- Task instructions: Somewhere below are a line with "PR #651, opened 2018-01-22" and a later line with "-20,6 +20,7 @@". Output exactly those lines and all lines between them.

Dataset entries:
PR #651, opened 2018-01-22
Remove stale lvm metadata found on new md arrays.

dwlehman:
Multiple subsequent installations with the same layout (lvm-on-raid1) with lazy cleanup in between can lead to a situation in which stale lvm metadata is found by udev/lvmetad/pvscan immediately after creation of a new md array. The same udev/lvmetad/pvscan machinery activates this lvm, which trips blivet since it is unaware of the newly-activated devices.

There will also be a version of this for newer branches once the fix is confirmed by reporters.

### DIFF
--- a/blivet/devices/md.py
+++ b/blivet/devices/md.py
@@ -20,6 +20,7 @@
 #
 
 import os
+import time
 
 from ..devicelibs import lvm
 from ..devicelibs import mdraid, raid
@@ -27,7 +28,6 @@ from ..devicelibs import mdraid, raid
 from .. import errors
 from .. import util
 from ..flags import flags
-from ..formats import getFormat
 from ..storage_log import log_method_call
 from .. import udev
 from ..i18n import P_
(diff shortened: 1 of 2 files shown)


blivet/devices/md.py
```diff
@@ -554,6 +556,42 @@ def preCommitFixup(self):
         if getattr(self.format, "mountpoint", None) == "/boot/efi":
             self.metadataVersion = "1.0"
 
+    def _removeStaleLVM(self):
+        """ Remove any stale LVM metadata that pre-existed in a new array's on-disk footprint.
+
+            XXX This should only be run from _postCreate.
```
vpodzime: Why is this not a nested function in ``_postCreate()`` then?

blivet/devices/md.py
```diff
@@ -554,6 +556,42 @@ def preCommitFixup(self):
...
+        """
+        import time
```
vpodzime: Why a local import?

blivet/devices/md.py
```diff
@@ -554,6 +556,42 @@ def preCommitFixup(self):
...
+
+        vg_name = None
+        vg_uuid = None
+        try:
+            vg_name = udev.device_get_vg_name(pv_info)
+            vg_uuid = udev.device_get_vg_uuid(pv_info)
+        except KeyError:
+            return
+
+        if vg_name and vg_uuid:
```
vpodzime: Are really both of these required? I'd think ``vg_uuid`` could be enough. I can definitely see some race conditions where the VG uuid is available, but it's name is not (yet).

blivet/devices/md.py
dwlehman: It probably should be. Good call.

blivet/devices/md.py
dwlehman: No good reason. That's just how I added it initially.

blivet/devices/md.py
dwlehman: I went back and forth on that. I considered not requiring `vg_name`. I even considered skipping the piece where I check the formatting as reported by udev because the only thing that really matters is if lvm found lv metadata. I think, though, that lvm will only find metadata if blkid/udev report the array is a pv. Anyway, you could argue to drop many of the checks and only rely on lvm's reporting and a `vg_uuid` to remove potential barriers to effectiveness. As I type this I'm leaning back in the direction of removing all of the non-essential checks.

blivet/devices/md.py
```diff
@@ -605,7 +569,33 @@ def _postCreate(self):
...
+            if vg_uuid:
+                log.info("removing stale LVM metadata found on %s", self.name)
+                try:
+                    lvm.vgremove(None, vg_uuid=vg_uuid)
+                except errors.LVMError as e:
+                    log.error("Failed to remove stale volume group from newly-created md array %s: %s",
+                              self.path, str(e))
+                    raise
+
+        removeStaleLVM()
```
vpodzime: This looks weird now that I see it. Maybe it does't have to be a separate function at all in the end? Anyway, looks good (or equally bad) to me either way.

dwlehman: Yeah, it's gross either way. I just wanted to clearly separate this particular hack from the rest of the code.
...
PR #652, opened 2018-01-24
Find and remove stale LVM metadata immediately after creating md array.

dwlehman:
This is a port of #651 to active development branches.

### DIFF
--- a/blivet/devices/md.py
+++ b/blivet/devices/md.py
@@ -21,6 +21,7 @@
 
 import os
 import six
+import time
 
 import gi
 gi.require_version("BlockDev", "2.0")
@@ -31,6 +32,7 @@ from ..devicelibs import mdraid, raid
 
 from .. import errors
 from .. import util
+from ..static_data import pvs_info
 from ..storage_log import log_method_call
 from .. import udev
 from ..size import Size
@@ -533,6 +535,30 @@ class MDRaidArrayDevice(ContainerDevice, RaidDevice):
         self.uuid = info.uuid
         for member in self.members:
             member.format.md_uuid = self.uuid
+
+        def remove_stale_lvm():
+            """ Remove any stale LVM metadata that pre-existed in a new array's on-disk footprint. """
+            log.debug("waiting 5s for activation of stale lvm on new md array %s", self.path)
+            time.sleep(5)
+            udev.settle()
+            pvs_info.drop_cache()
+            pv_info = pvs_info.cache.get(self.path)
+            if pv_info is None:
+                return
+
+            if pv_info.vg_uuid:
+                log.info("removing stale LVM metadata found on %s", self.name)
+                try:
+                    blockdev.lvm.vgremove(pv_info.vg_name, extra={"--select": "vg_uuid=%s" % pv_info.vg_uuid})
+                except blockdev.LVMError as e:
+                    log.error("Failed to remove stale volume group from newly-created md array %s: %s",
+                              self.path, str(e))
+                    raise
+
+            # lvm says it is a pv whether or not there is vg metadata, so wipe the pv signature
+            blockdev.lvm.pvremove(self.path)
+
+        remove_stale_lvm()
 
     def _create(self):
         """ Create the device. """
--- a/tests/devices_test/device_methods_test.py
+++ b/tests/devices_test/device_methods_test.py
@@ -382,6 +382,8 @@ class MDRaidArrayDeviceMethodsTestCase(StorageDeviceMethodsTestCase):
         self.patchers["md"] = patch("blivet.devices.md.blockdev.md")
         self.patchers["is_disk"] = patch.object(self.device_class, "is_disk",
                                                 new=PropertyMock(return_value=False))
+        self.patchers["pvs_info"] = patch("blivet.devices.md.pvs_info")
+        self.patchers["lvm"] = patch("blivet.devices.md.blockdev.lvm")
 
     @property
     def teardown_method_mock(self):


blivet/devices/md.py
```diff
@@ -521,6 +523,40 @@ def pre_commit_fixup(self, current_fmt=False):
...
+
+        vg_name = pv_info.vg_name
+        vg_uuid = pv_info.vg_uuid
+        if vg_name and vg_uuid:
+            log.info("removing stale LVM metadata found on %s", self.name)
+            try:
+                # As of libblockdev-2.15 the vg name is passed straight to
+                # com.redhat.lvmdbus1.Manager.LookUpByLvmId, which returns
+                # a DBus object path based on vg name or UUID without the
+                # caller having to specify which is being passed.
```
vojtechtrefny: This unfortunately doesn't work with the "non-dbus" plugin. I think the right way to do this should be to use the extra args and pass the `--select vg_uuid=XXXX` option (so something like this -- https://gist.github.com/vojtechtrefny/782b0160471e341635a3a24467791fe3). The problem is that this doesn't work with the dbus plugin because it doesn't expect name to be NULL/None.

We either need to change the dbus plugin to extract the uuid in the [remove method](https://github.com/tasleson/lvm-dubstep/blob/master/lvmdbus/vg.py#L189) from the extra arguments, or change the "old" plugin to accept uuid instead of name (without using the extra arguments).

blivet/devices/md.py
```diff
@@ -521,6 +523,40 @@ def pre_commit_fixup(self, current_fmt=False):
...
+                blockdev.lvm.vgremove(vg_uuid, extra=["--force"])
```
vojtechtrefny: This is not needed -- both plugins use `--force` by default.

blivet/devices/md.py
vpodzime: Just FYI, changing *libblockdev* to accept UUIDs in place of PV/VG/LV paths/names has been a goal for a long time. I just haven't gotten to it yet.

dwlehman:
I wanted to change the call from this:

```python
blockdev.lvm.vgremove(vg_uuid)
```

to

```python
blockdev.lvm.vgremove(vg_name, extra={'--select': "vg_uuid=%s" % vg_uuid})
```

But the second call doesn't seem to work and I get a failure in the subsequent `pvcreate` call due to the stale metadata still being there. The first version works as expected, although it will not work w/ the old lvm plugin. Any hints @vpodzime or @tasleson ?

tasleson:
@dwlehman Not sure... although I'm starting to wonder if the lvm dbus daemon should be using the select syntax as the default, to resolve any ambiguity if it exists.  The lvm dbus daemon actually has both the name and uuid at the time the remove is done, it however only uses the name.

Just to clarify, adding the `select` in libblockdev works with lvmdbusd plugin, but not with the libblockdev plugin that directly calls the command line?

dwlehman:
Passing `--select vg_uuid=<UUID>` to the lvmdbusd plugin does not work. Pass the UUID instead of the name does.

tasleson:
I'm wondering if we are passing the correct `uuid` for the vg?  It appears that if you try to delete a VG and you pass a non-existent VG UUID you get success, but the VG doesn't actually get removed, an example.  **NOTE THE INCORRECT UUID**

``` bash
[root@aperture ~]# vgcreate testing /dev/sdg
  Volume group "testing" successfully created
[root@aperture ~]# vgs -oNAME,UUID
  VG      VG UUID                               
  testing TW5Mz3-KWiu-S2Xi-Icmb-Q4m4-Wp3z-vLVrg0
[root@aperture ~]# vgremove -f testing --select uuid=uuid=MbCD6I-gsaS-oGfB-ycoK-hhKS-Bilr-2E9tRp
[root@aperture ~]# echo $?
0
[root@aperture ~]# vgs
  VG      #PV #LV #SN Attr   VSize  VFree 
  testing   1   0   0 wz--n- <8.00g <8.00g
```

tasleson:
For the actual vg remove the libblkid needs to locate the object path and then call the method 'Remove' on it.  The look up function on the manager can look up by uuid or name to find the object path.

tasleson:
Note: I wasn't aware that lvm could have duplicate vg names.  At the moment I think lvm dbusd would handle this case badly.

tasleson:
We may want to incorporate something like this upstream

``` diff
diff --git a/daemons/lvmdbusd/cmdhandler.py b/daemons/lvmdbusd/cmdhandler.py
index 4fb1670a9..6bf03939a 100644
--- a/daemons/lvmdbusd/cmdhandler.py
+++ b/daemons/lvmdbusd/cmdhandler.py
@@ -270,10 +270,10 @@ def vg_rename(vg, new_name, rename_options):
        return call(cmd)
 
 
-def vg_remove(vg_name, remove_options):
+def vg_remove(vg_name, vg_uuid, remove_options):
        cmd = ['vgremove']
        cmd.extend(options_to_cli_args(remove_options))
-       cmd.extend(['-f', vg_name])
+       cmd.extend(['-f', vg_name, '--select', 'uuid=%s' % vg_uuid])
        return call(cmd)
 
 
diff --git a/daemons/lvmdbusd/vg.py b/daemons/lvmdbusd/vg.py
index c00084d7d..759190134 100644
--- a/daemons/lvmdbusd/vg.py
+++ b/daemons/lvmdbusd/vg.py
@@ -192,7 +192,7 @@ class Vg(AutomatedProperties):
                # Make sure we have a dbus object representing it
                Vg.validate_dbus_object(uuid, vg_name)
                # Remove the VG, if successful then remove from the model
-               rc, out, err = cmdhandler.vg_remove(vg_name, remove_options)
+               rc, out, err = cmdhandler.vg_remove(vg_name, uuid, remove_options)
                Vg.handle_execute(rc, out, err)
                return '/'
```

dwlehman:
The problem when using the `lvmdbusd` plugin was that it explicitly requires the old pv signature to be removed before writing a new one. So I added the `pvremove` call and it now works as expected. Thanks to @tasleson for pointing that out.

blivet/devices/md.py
--
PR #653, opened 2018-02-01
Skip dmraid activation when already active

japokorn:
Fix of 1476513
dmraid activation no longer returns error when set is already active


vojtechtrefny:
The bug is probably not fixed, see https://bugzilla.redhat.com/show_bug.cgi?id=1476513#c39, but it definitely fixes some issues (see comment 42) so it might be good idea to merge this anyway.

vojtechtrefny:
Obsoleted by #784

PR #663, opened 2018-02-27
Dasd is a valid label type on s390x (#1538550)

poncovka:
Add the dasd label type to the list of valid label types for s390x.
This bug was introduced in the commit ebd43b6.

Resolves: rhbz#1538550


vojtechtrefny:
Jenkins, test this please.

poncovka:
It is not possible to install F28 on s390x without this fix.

- Solution to this problem:
PR #651, opened 2018-01-22
Remove stale lvm metadata found on new md arrays.

dwlehman:
Multiple subsequent installations with the same layout (lvm-on-raid1) with lazy cleanup in between can lead to a situation in which stale lvm metadata is found by udev/lvmetad/pvscan immediately after creation of a new md array. The same udev/lvmetad/pvscan machinery activates this lvm, which trips blivet since it is unaware of the newly-activated devices.

There will also be a version of this for newer branches once the fix is confirmed by reporters.

### DIFF
--- a/blivet/devices/md.py
+++ b/blivet/devices/md.py
@@ -20,6 +20,7 @@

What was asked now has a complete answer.